YOUR ASSIGNMENT:
Only the lines from the line containing "There is a special" to the end of the entries should be repeated, exactly as they appear.

(ENTRIES SHOWN)

PR #5136, opened 2022-02-01
MONGOID-5219 Uniqueness validation for StringifiedSymbol field in an embedded document fails

Neilshweky:
The changes here fix the mongoize in the `create_criteria` method for the uniqueness validator. Previously, the selector was `mongoize`d using `Object`'s `.mongoize` method. This was not type specific, so for the `StringifiedSymbol` type, a `Symbol` was not `mongoize`d into a string. These changes extract the field for the attribute we're trying to `mongoize` and `mongoize` based on the type of that field. 

There is a special case when reading the field from the document for a `localized` field. This field is already `mongoized` by the time it gets to the `create_criteria` function and so I have a special case for it.

MONGOID-5219

### DIFF
--- a/lib/mongoid/validatable/uniqueness.rb
+++ b/lib/mongoid/validatable/uniqueness.rb
@@ -94,9 +94,8 @@ module Mongoid
       # @return [ Criteria ] The criteria.
       def create_criteria(base, document, attribute, value)
         criteria = scope(base.unscoped, document, attribute)
-        field_name = document.aliased_fields[attribute.to_s] || attribute.to_s
-        field = document.fields[field_name]
-        mongoized = field&.localized? ? value.mongoize : field.mongoize(value) 
+        field = document.fields[document.database_field_name(attribute)]
+        mongoized = field.try(:localized?) ? value.mongoize : field.mongoize(value) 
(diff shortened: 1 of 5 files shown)


lib/mongoid/validatable/uniqueness.rb
```diff
@@ -94,7 +94,9 @@ def case_sensitive?
       # @return [ Criteria ] The criteria.
       def create_criteria(base, document, attribute, value)
         criteria = scope(base.unscoped, document, attribute)
-        criteria.selector.update(criterion(document, attribute, value.mongoize))
+        field = document.fields[document.database_field_name(attribute)]
+        mongoized = field.try(:localized?) ? value.mongoize : field.mongoize(value)
```
p-mongo, line 98: Can you please add a comment here explaining the logic, specifically when is the instance mongoize the correct method to call and when the class one is the correct one?

Neilshweky: done

p-mongo (approved):
:+1: Thank you that is a great explanation!

comandeo (approved):
:+1:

(End ENTRIES SHOWN)

WRITTEN RESPONSE:
There is a special case when reading the field from the document for a `localized` field. This field is already `mongoized` by the time it gets to the `create_criteria` function and so I have a special case for it.

MONGOID-5219

### DIFF
--- a/lib/mongoid/validatable/uniqueness.rb
+++ b/lib/mongoid/validatable/uniqueness.rb
@@ -94,9 +94,8 @@ module Mongoid
       # @return [ Criteria ] The criteria.
       def create_criteria(base, document, attribute, value)
         criteria = scope(base.unscoped, document, attribute)
-        field_name = document.aliased_fields[attribute.to_s] || attribute.to_s
-        field = document.fields[field_name]
-        mongoized = field&.localized? ? value.mongoize : field.mongoize(value) 
+        field = document.fields[document.database_field_name(attribute)]
+        mongoized = field.try(:localized?) ? value.mongoize : field.mongoize(value) 
(diff shortened: 1 of 5 files shown)


lib/mongoid/validatable/uniqueness.rb
```diff
@@ -94,7 +94,9 @@ def case_sensitive?
       # @return [ Criteria ] The criteria.
       def create_criteria(base, document, attribute, value)
         criteria = scope(base.unscoped, document, attribute)
-        criteria.selector.update(criterion(document, attribute, value.mongoize))
+        field = document.fields[document.database_field_name(attribute)]
+        mongoized = field.try(:localized?) ? value.mongoize : field.mongoize(value)
```
p-mongo, line 98: Can you please add a comment here explaining the logic, specifically when is the instance mongoize the correct method to call and when the class one is the correct one?

Neilshweky: done

p-mongo (approved):
:+1: Thank you that is a great explanation!

comandeo (approved):
:+1:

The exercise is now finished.